The total number of αSMA+ myofibroblasts as well as the proportion of SMA+ cells that incorporated BrdU after 1-h pulse was significantly higher after Shh treatment than in controls (Fig. 1 F–H), indicating that Shh enhances both differentiation and proliferation of myofibroblasts/smooth muscle cells. The number of glial cells, melanocytic cells, and neurons was not modified upon Shh treatment (Fig. 1I). Noticeably, Shh did not change the total number of CNCCs as determined by counting quail cell nuclei after Hoechst staining (data not shown). The rate of cell death, as determined by TUNEL staining, was low in both treated and untreated cultures (data not shown).

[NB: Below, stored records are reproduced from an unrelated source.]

PR #676, opened 2011-12-27
Updates to fix updater system

pasamio:
This pull request:
- fixes CLIENT undefined index problem
- remove an undefined index warning
- removes the INFOURL addition until CMS has accepted the change
- and also removes a commented debugging statement that somehow made it in.
# "CLIENT" undefined index warning

In pull request 667 the concept of changing "CLIENT" to "CLIENT_ID" is introduced to remove an undefined index "CLIENT" problem. This is actually a side effect of CMS tracker 24338 [2,3] where the appropriate entry in the update_cols was mercilessly renamed from "CLIENT" To "CLIENT_ID" leading us to the predicament we presently find ourselves in.

I suspect that the initial change is itself a reaction to CMS Issue # 24305 [4,5] which goes to show the law of unintended consequences is truly afoot.
# Undefined index warning

An extra guard is added around the last_check_timestamp check in the update cache code that was added. There are situations when this value may not exist and could trigger a warning.
# Removal of INFOURL addition

The removal of the "INFOURL" tag is two fold. First it's in the wrong place, it should live in the _update_cols of the updateadapter class. Secondly until the CMS accepts the DB schema change[6], it breaks loading extensions which made the changes in this pull request rather hard to test using the current Joomla! 2.5 beta. Given this change was merged into the platform in July and it is now December, it is like that the CMS is presently broken but people just don't realise (the collection type is unaffected).

Refs:
[1] https://github.com/joomla/joomla-platform/pull/667
[2] https://github.com/joomla/joomla-platform/commit/28819069e156bb749371a0d08c30d1d7cd62a366#libraries/joomla/updater/updateadapter.php
[3] http://joomlacode.org/gf/project/joomla/tracker/?action=TrackerItemEdit&tracker_item_id=24338
[4] https://github.com/joomla/joomla-platform/commit/120f114471ebd2842aa72a8d3958aa09525aeb16
[5] http://joomlacode.org/gf/project/joomla/tracker/?action=TrackerItemEdit&tracker_item_id=24305
[6] http://joomlacode.org/gf/project/joomla/tracker/?action=TrackerItemEdit&tracker_item_id=26635

### DIFF
--- a/libraries/joomla/updater/adapters/extension.php
+++ b/libraries/joomla/updater/adapters/extension.php
@@ -123,7 +123,7 @@ class JUpdaterExtension extends JUpdateAdapter
 		$tag = $this->_getLastTag();
 		//if(!isset($this->$tag->_data)) $this->$tag->_data = '';
 		//$this->$tag->_data .= $data;
-		if (in_array($tag, $this->_updatecols) || $tag == 'INFOURL')
+		if (in_array($tag, $this->_updatecols))
 		{
 			$tag = strtolower($tag);
 			$this->current_update->$tag .= $data;
@@ -144,7 +144,6 @@ class JUpdaterExtension extends JUpdateAdapter
 		$url = $options['location'];
 		$this->_url = &$url;
 		$this->_update_site_id = $options['update_site_id'];
-		//echo '<p>Find update for extension run on <a href="'. $url .'">'. $url .'</a></p>';
 		if (substr($url, -4) != '.xml')
 		{
 			if (substr($url, -1) != '/')
@@ -189,6 +188,11 @@ class JUpdaterExtension extends JUpdateAdapter
 		xml_parser_free($this->xml_parser);
 		if (isset($this->latest))
 		{
+			if (isset($this->latest->client) && strlen($this->latest->client))
+			{
+				$this->latest->client_id = JApplicationHelper::getClientInfo($this->latest->client, 1)->id;
+				unset($this->latest->client);
+			}
 			$updates = array($this->latest);
 		}
 		else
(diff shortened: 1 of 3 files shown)


elinw:
Given that it was only done for 11.3 which was only merged maybe a month ago, it's not suprising that the cms hasn't necessarily caught up perhaps.Date of commit to the platform is not really relevant if the platform hasn't been merged. :)
How about if we just get the CMS to commit the change?
http://joomlacode.org/gf/project/joomla/tracker/?action=TrackerItemEdit&tracker_item_id=26635

mbabker:
It's been a while since I did the INFOURL change, but if I remember correctly, I originally started out by putting it in the _updatecols property, but the column wouldn't get handled correctly.  I can always test again to see if that holds true or if it was something at the time that I was missing, but that's why it is where it's at now.

infograf768:
Please indeed test, Michael and change cms patch to include a new sql update.

gnomeontherun:
This appears to make sense, and the patch for this fixes the update collection notifier in the CMS, since it now returns an empty array instead of the error messages.

pasamio:
@elinw the point is that 2.5 beta is broken and the change isn't the best; if the CMS tests and applies that change then we don't have an issue however at the moment the CMS has a bug

@mbabker not sure why it wouldn't be working if you added it there. I can't see code wise why it would make a difference as the "OR" should be the same as adding it to the array logically speaking.

mbabker:
Well, it's working now with INFOURL in the _updatecols property.  I'm regenerating the CMS patch right now with that change, so I suppose it can be added here as well.

elinw:
Ok so we are making progress?

mbabker:
CMS Pull Request @ joomla/joomla-cms#65

chdemko:
Fix #667

PR #513, opened 2011-11-12
Deprecating JNode and JTree and switching off code coverage

Hackwar:
JNode and JTree are classes that are not usable. If someone ever extended these classes, he had to rewrite all methods. Thus deprecating it directly for 12.1.

PR #677, opened 2011-12-27
Deprecating JNode and JTree and switching off code coverage

Hackwar:
JNode and JTree are classes that are not usable. If someone ever extended these classes, he had to rewrite all methods. Thus deprecating it directly for 12.1.

This is a new pull request, since I messed up the earlier one by merging the wrong stuff into the branch. The earlier request is #513.

### DIFF
--- a/docs/coding-standards/en-US/chapters/php.xml
+++ b/docs/coding-standards/en-US/chapters/php.xml
@@ -1,6 +1,7 @@
-<?xml version='1.0' encoding='utf-8' ?>
-<!DOCTYPE chapter PUBLIC "-//OASIS//DTD DocBook XML V4.5//EN" "http://www.oasis-open.org/docbook/xml/4.5/docbookx.dtd" [
-<!ENTITY % BOOK_ENTITIES SYSTEM "Coding_Standards.ent">
+<?xml version="1.0" encoding="UTF-8"?>
+<!DOCTYPE chapter PUBLIC "-//OASIS//DTD DocBook XML V4.5//EN"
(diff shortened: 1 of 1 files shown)


realityking:
Couple of points:
1. JNode is referenced in docblocks in JCategories. Those should probably be removed.
2. Does it really make sense to ignore code coverage for deprecated classes? Seems a bit like cheating
3. Could you add the deprecation logging?
4. The CMS uses JTree once in JAdminCssMenu. Could you take a look at cleaning that up? That would be great.

Hackwar:
to 1.: I will take a look at JCategories. I'd actually like to write a new JNode/JTree which JCategories and also JMenu can use to build upon, unifying all this a bit more (and making development a bit easier from my POV)
to 2.: Yes, it might be cheating, but I already invested quite some time to write unittests for those two classes and their code is so broken that I was unable to get proper unittests that also passed without rewriting both classes. It is similar to the JObserver/JObservable classes.
to 3.: will do shortly.
to 4.: Can I make a pull request against the CMS repo for that?

realityking:
re No. 4. I think that's fine however you'll have to open an accompaning issue on the tracker too.

Hackwar:
Here is the pull request on the CMS: https://github.com/joomla/joomla-cms/pull/144

eddieajau:
I think JNode and JTree should also move to the legacy tree.

eddieajau:
Let's update the branch, move it to the legacy tree and make them for removal in 12.3 unless we hear otherwise.

PR #678, opened 2011-12-29
Correct a bug in the url form filter.

elinw:
Correct a bug in the url form filter.


elinw:
For some reason Andrea thinks the letter t matters in urls. Not to mention h and p. So fussy. Sigh.

PR #679, opened 2011-12-29
Changed quoteName function.

gpongelli:
Now quoteName can take an array of names to quote and each can have dot notation.
Added alias support "AS" as second parameter, same type of first parameter, so if first parameter is a string second need to be a string, if first parameter is an array second need to be an array.
Special mention to first parameter array: each array element will be quoted and can be aliased with second parameter array that must be same length and contain null value for those element that doesn't need alias, so for example

<pre><code>$db->quoteName( array('a', 'b'), array('alias_a', 'alias_b') );</code></pre>

using " as quote character, this call will return an array with

<pre><code>Array
(
    [0] => '"a" AS "alias_a"'
    [1] => '"b" AS "alias_b"'
)</code></pre>

<p>
while this example

<pre><code>$db->quoteName( array('a', 'b'), array(null, 'alias_b') );</code></pre>

using " as quote character, this call will return an array with

<pre><code>Array
(
    [0] => '"a"'
    [1] => '"b" AS "alias_b"'
)</code></pre>

<p>
More complex example

<pre><code>$db->quoteName( array('a.c', 'b.d'), array(null, 'alias_b_d') );</code></pre>

will return an array with

<pre><code>Array
(
    [0] => '"a"."c"'
    [1] => '"b"."d" AS "alias_b_d"'
)</code></pre>

<p>
This pull request contain also changes to relative quoteName test to try array quote and alias parameter.

### DIFF
--- a/libraries/joomla/database/database.php
+++ b/libraries/joomla/database/database.php
@@ -1240,28 +1240,74 @@ abstract class JDatabase implements JDatabaseInterface
 	 * Wrap an SQL statement identifier name such as column, table or database names in quotes to prevent injection
 	 * risks and reserved word conflicts.
 	 *
-	 * @param   mixed  $name  The identifier name to wrap in quotes, or an array of parts to quote with dot-notation.
+	 * @param   mixed  $name  The identifier name to wrap in quotes, or an array of identifier names to wrap in quotes.
+	 * 							Each type supports dot-notation name.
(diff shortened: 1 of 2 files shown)


robschley:
Shouldn't this logic be moved to JDatabaseQuery?

gpongelli:
Why inside JDatabaseQuery?
During a [discussion](https://groups.google.com/forum/#!topic/joomla-dev-platform/4wCYZ6P4Dog) was told to to this changes.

Therefore, continuous exposure of CNCCs to Shh differentially promoted generation of cells belonging to mesenchymal lineages (chondrocytes and myofibroblasts) and had no detectable effect on neural (neuronal, glial, and melanocytic) phenotypes.

Early Treatment of CNCCs with Shh Increases the Frequency of Chondrogenesis in d6 Mass Cultures.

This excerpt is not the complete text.